#### About this exercise:
Word for word, set down the entries below.

**** Data for the task ****

Issue #214, opened 2024-01-16
Issue with pre-commit hooks and src structure


ValentinCalomme:
I've added `import-linter` to my `pre-commit` hooks for my [copywriter](https://github.com/ValentinCalomme/copywriter) project. I use a `src/` folder structure where my source code is in `src/copywriter` and my tests are in `tests/` in the root directory.

My `.import-linter` file looks like this:

```ini
[importlinter]
root_packages=
    copywriter
    tests

include_external_packages=True

[importlinter:contract:no-devtools-deps]
name = Application code should not import non-application code (i.e. tests, devtools)
type = forbidden
source_modules =
    copywriter
forbidden_modules =
    tests
```
and my `pre-commit` setup looks like this:

```yml
# Import-linter to check project structure
- repo: https://github.com/seddonym/import-linter/
  rev: "v2.0"
  hooks:
    - id: import-linter
```

I've noticed that even though running `lint-imports` directly works fine, running it via `pre-commit` returned the following error: `Could not find package 'copywriter' in your Python path.`. I figured it had to do with the `src` structure as if I move my `copywriter` folder to the top directory, the error disappears.

I am not sure if it's a bug or a feature, so to me, these are the options:

- It's a bug; the pre-commit hook should work with this configuration, even if the code is in a `src/` folder.
- It's not a bug; if the code is in a `src/` folder, `.import-linter` or `.pre-commit-config.yaml` need to be configured differently.

If it's the second, I am unsure of the preferred way. I've turned `copywriter` into `src.copywriter` in my `.import-linter` file, and it seems to have fixed the problem, but I'm not a fan.

If we resolve this issue, it would be wise to add something in the documentation, see [my other issue.](https://github.com/seddonym/import-linter/issues/213)

seddonym:
> I've turned copywriter into src.copywriter in my .import-linter file, and it seems to have fixed the problem, but I'm not a fan.

I agree, I don't think that's the right fix. The error you're encountering is because `copywriter` isn't on your Python path - you could consider doing `pip install -e .` locally so it's available from your virtual environment.

More generally, I had a quick look locally and I couldn't reproduce the problem, but I am a bit unfamiliar with the development workflow for pre-commit hooks. I agree though it would be good to make the experience nicer, so happy to consider a pull request that sorts this out.

ValentinCalomme:
[...]

PR #215, opened 2024-02-23
Document pre-commit

### LINKED ISSUE #213: Add pre-commit documentation to docs
Hi! Love the package. I wanted to add it to my pre-commit hooks but realized there wasn't explicit documentation in the docs.

It would be nice to have a small section explaining how to add it to your hooks and use it with specific settings and parameters.

Happy to help contribute to that.

sbrugman:
Closes #213

### DIFF
--- a/docs/usage.rst
+++ b/docs/usage.rst
@@ -161,7 +161,7 @@ Running this will check that your project adheres to the contracts you've define
 Running using pre-commit
 ------------------------
 
-Alternatively, you can run ``import-linter`` using a `pre-commit`_ hook:
+``import-linter`` can run as a `pre-commit`_ hook by adding this section to your `.pre-commit-config.yaml` file:
 
 .. code-block:: yaml
 
--- a/docs/usage.rst
+++ b/docs/usage.rst
@@ -158,5 +158,19 @@ Running this will check that your project adheres to the contracts you've define
 
     lint-imports --verbose
 
+Running using pre-commit
+------------------------
+
+Alternatively, you can run ``import-linter`` using a `pre-commit`_ hook:
+
+.. code-block:: yaml
+
+  repos:
+  - repo: https://github.com/seddonym/import-linter
+    rev: v2.0
+    hooks:
+    -   id: import-linter
+
 .. _namespace packages: https://docs.python.org/3/glossary.html#term-namespace-package
 .. _portion: https://docs.python.org/3/glossary.html#term-portion
+.. _pre-commit: https://pre-commit.com/index.html


sbrugman:
Thanks for linking. I've made a separate PR to close the first issue and updated the docs message slightly. Should be good to go, but feel free to edit.

docs/usage.rst
```diff
@@ -158,5 +158,19 @@ Running this will check that your project adheres to the contracts you've define
...
+Running using pre-commit
+------------------------
+
+``import-linter`` can run as a `pre-commit`_ hook by adding this section to your `.pre-commit-config.yaml` file:
+
+.. code-block:: yaml
+
+  repos:
+  - repo: https://github.com/seddonym/import-linter
+    rev: v2.0
```
seddonym, line 170: Am I correct in thinking this should be the latest version of Import Linter?

It would be good if this could be pulled in dynamically somehow from the `release` variable defined in `docs/conf.py`. I tried to figure out how to do this for about ten minutes, not sure how easy this would be. How's your Sphinx?

seddonym (commented):
Thanks for adding this!

I'd like to have this better documented in Import Linter, but to be honest I'm not completely clear on how precommit works and I'm not able to get this working myself in this way (problems with Python path, possibly the same as https://github.com/seddonym/import-linter/issues/214).

I'm a bit reluctant to merge without understanding better what's going on - if I can't support it for myself, how can I for others? Probably the best way to do that would be to have a brief pairing session to get these docs into shape, is that something you might have time for? If so feel free to reach out via email and we can find a time.

seddonym:
Thanks for the nudge. The reason I haven't merged these docs is because if I follow them on a project of mine, it doesn't work:

```
Could not find package '{mypackage}' in your Python path.
```

This is because Import Linter expects all the packages it analyzes to be importable, and pre-commit by default uses an isolated environment.

I've looked again at [this PR to change the language to `system`](https://github.com/seddonym/import-linter/pull/216), which gets it working (at least for me) but I was put off by a comment from @nathanjmcdougall. I'll try to move that forward and then add some documentation.

I think it would be worth mentioning that we can just run import linter as a local hook too (which is what I do), along these lines. What do you think?

---

## Running using pre-commit

It is possible to run `import-linter` as a `pre-commit` hook.

Assuming you're running pre-commit from within your virtual environment, you can include this in your `.pre-commit-config.yaml` file:

```yaml
  repos:
  - repo: local
      hooks:
      - id: lint_imports
        name: "Lint imports"
        entry: "lint-imports"  # Adapt with custom arguments, if need be.
        language: system
        pass_filenames: false
```

Or, if you prefer:

```yaml
  repos:
  - repo: https://github.com/seddonym/import-linter
    rev: v2.3  # Replace with latest version of Import Linter.
```

seddonym:
I'm also closing this PR in favour of https://github.com/seddonym/import-linter/pull/268 - comments welcome! I'll merge in the next few days, let me know if you want me to hold off so either of you can review.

****

#### Answer area:
Issue #214, opened 2024-01-16
Issue with pre-commit hooks and src structure


ValentinCalomme:
I've added `import-linter` to my `pre-commit` hooks for my [copywriter](https://github.com/ValentinCalomme/copywriter) project. I use a `src/` folder structure where my source code is in `src/copywriter` and my tests are in `tests/` in the root directory.

My `.import-linter` file looks like this:

```ini
[importlinter]
root_packages=
    copywriter
    tests

include_external_packages=True

[importlinter:contract:no-devtools-deps]
name = Application code should not import non-application code (i.e. tests, devtools)
type = forbidden
source_modules =
    copywriter
forbidden_modules =
    tests
```
and my `pre-commit` setup looks like this:

```yml
# Import-linter to check project structure
- repo: https://github.com/seddonym/import-linter/
  rev: "v2.0"
  hooks:
    - id: import-linter
```

I've noticed that even though running `lint-imports` directly works fine, running it via `pre-commit` returned the following error: `Could not find package 'copywriter' in your Python path.`. I figured it had to do with the `src` structure as if I move my `copywriter` folder to the top directory, the error disappears.

I am not sure if it's a bug or a feature, so to me, these are the options:

- It's a bug; the pre-commit hook should work with this configuration, even if the code is in a `src/` folder.
- It's not a bug; if the code is in a `src/` folder, `.import-linter` or `.pre-commit-config.yaml` need to be configured differently.

If it's the second, I am unsure of the preferred way. I've turned `copywriter` into `src.copywriter` in my `.import-linter` file, and it seems to have fixed the problem, but I'm not a fan.

If we resolve this issue, it would be wise to add something in the documentation, see [my other issue.](https://github.com/seddonym/import-linter/issues/213)

seddonym:
> I've turned copywriter into src.copywriter in my .import-linter file, and it seems to have fixed the problem, but I'm not a fan.

I agree, I don't think that's the right fix. The error you're encountering is because `copywriter` isn't on your Python path - you could consider doing `pip install -e .` locally so it's available from your virtual environment.

More generally, I had a quick look locally and I couldn't reproduce the problem, but I am a bit unfamiliar with the development workflow for pre-commit hooks. I agree though it would be good to make the experience nicer, so happy to consider a pull request that sorts this out.

ValentinCalomme:
[...]

PR #215, opened 2024-02-23
Document pre-commit

### LINKED ISSUE #213: Add pre-commit documentation to docs
Hi! Love the package. I wanted to add it to my pre-commit hooks but realized there wasn't explicit documentation in the docs.

It would be nice to have a small section explaining how to add it to your hooks and use it with specific settings and parameters.

Happy to help contribute to that.

sbrugman:
Closes #213

### DIFF
--- a/docs/usage.rst
+++ b/docs/usage.rst
@@ -161,7 +161,7 @@ Running this will check that your project adheres to the contracts you've define
 Running using pre-commit
 ------------------------
 
-Alternatively, you can run ``import-linter`` using a `pre-commit`_ hook:
+``import-linter`` can run as a `pre-commit`_ hook by adding this section to your `.pre-commit-config.yaml` file:
 
 .. code-block:: yaml
 
--- a/docs/usage.rst
+++ b/docs/usage.rst
@@ -158,5 +158,19 @@ Running this will check that your project adheres to the contracts you've define
 
     lint-imports --verbose
 
+Running using pre-commit
+------------------------
+
+Alternatively, you can run ``import-linter`` using a `pre-commit`_ hook:
+
+.. code-block:: yaml
+
+  repos:
+  - repo: https://github.com/seddonym/import-linter
+    rev: v2.0
+    hooks:
+    -   id: import-linter
+
 .. _namespace packages: https://docs.python.org/3/glossary.html#term-namespace-package
 .. _portion: https://docs.python.org/3/glossary.html#term-portion
+.. _pre-commit: https://pre-commit.com/index.html


sbrugman:
Thanks for linking. I've made a separate PR to close the first issue and updated the docs message slightly. Should be good to go, but feel free to edit.

docs/usage.rst
```diff
@@ -158,5 +158,19 @@ Running this will check that your project adheres to the contracts you've define
...
+Running using pre-commit
+------------------------
+
+``import-linter`` can run as a `pre-commit`_ hook by adding this section to your `.pre-commit-config.yaml` file:
+
+.. code-block:: yaml
+
+  repos:
+  - repo: https://github.com/seddonym/import-linter
+    rev: v2.0
```
seddonym, line 170: Am I correct in thinking this should be the latest version of Import Linter?

It would be good if this could be pulled in dynamically somehow from the `release` variable defined in `docs/conf.py`. I tried to figure out how to do this for about ten minutes, not sure how easy this would be. How's your Sphinx?

seddonym (commented):
Thanks for adding this!

I'd like to have this better documented in Import Linter, but to be honest I'm not completely clear on how precommit works and I'm not able to get this working myself in this way (problems with Python path, possibly the same as https://github.com/seddonym/import-linter/issues/214).

I'm a bit reluctant to merge without understanding better what's going on - if I can't support it for myself, how can I for others? Probably the best way to do that would be to have a brief pairing session to get these docs into shape, is that something you might have time for? If so feel free to reach out via email and we can find a time.

seddonym:
Thanks for the nudge. The reason I haven't merged these docs is because if I follow them on a project of mine, it doesn't work:

```
Could not find package '{mypackage}' in your Python path.
```

This is because Import Linter expects all the packages it analyzes to be importable, and pre-commit by default uses an isolated environment.

I've looked again at [this PR to change the language to `system`](https://github.com/seddonym/import-linter/pull/216), which gets it working (at least for me) but I was put off by a comment from @nathanjmcdougall. I'll try to move that forward and then add some documentation.

I think it would be worth mentioning that we can just run import linter as a local hook too (which is what I do), along these lines. What do you think?

---

## Running using pre-commit

It is possible to run `import-linter` as a `pre-commit` hook.

Assuming you're running pre-commit from within your virtual environment, you can include this in your `.pre-commit-config.yaml` file:

```yaml
  repos:
  - repo: local
      hooks:
      - id: lint_imports
        name: "Lint imports"
        entry: "lint-imports"  # Adapt with custom arguments, if need be.
        language: system
        pass_filenames: false
```

Or, if you prefer:

```yaml
  repos:
  - repo: https://github.com/seddonym/import-linter
    rev: v2.3  # Replace with latest version of Import Linter.
```

seddonym:
I'm also closing this PR in favour of https://github.com/seddonym/import-linter/pull/268 - comments welcome! I'll merge in the next few days, let me know if you want me to hold off so either of you can review.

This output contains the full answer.